45 CFR 260.58 – What penalty relief is available to a State whose failure to meet the work participation rates is attributable to providing federally recognized good cause domestic violence waivers?
(a)(1) We will determine that a State has reasonable cause if its failure to meet the work participation rates was attributable to federally recognized good cause domestic violence waivers granted to victims of domestic violence.
(2) To receive reasonable cause under the provisions of § 262.5(b) of this chapter, the State must provide evidence that it achieved the applicable rates, except with respect to any individuals who received a federally recognized good cause domestic violence waiver of work participation requirements.
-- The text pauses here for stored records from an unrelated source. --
PR #617, opened 2026-06-02
Add protocol validation for WebSocket-only features (sessions, transa…

knackstedt:
…ctions, live queries)

## What is the motivation?

Throw clear errors when trying to access features unavailable with the current connection protocol

## What does this change do?

Throws errors when code tries to use SDK features available only via WS/WSS when connected over HTTP(S)

Tests didn't regress, this is a simple PR.

No

### DIFF
--- a/packages/sdk/src/api/session.ts
+++ b/packages/sdk/src/api/session.ts
@@ -1,4 +1,5 @@
 import type { ConnectionController } from "../controller";
+import { UnsupportedProtocolFeatureError } from "../errors";
 import type {
     AccessRecordAuth,
     AnyAuth,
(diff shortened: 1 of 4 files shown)


macjuul:
Looking through the changes, besides the doc comment improvements, I don't quite understand the goal achieved by this PR

In the current implementation we already throw a distinct `UnsupportedFeatureError` error when a given protocol doesn't support a specific feature, while `UnavailableFeatureError` is thrown when the remote version doesn't support a given feature.

Because of this the added checks in this PR should not make any difference to the way the SDK already operates, besides resulting in a different error class (which may also be considered a breaking change). Could you explain the reasoning behind this change further?

knackstedt:
I was under the impression that the SDK didn't throw errors, because in a few discrete states it simply wouldn't (though to be fair I haven't checked it in more recent versions). 
I'm fine with either closing this or stripping out the guards that I added

PR #627, opened 2026-06-18
ci: use ubuntu-latest and remove disabled build-wasm job

tobiemh:
## What changed

- Switched all `ubuntu-22.04` runners to `ubuntu-latest`:
  - `build-node` job in `.github/workflows/check.yml`
  - Four matrix hosts in `.github/workflows/publish-surreal.yml` (Linux x86_64/aarch64, gnu + musl)
- Removed the commented-out `build-wasm` job from `.github/workflows/check.yml`, along with its unused `runner-amd64-2xlarge` custom (self-hosted) runner reference.

## Why

The repo no longer uses any custom/self-hosted runners — the only reference (`runner-amd64-2xlarge`) was in a disabled, commented-out job, so it's dead weight. Standardizing on `ubuntu-latest` removes pinned OS versions so jobs track the current GitHub-hosted image.

## Reviewer notes

- All jobs now run exclusively on `ubuntu-latest`, `macos-latest`, or `windows-latest` (standard GitHub-hosted runners).
- The `ubuntu-22.04` pins were on the Linux native-module builds, which cross-compile via `cargo-zigbuild` — zig controls the glibc target independently of the runner OS, so bumping to 24.04 (what `ubuntu-latest` currently tracks) should not change the produced binaries. Worth a sanity check on the publish workflow if you want to be cautious.

### DIFF
--- a/.github/workflows/check.yml
+++ b/.github/workflows/check.yml
@@ -136,6 +136,65 @@ jobs:
           retention-days: 1
           path: packages/spectron/dist/
 
+  # build-wasm:
+  #   name: Build WASM
+  #   needs: build-sdk
+  #   runs-on: runner-amd64-2xlarge
+  #   steps:
+  #     - name: Install Bun
+  #       uses: oven-sh/setup-bun@0c5077e51419868618aeaa5fe8019c62421857d6 # v2.2.0
+  #       with:
+  #         bun-version: 1.2.21
+
+  #     - name: Code Checkout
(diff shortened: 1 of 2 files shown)


kearfy:
Please do not remove the disabled build-wasm job. It should be added back due course, but is disabled right now I believe due to some issues with the library

tobiemh:
Restored the commented-out `build-wasm` job in 61a94df — kept it disabled as-is. The PR now only switches `ubuntu-22.04` → `ubuntu-latest`.

kearfy (approved):

macjuul (approved):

In other words, it must demonstrate that it met the applicable rates when such waiver cases are removed from the calculations at §§ 261.22(b) and 261.24(b) of this chapter.
(b)(1) We will reduce a State’s penalty based on the degree of noncompliance to the extent that its failure to meet the work participation rates was attributable to federally recognized good cause domestic violence waivers.
(2) To receive a reduction based on degree of noncompliance under the provisions of § 261.51 of this chapter, a State granting federally recognized good cause domestic violence waivers of work participation requirements must demonstrate that it achieved participation rates above the threshold at § 261.51(b)(3) of this chapter, when such waiver cases are removed from the calculations at §§ 261.22(b) and 261.24(b) of this chapter.
(c) We may take federally recognized good cause domestic violence waivers of work requirements into consideration in deciding whether a State has achieved compliance or made significant progress towards achieving compliance in meeting the work participation rates during a corrective compliance period.
(d) To receive the penalty relief specified in paragraphs (a), (b), and (c) of this section, the State must submit the information specified at § 265.9(b)(5) of this chapter.